■ PROBLEM DESCRIPTION:
Copy out each line of the data below in which "window" appears.

*** DATA EXCERPT Section Begins ***

PR #5351, opened 2018-07-10
[Ide][Mac] Fix parent window handling in MacAlertDialogHandler

sevoku:
This PR fixes alert parent handling if the parent is a native (non Gtk) window, `GtkQuartz.FocusWindow(Gtk.Window)` fails in this case.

*** DATA EXCERPT Section Ends ***

■ SOLUTION FOR THIS PROBLEM:
[Ide][Mac] Fix parent window handling in MacAlertDialogHandler
This PR fixes alert parent handling if the parent is a native (non Gtk) window, `GtkQuartz.FocusWindow(Gtk.Window)` fails in this case.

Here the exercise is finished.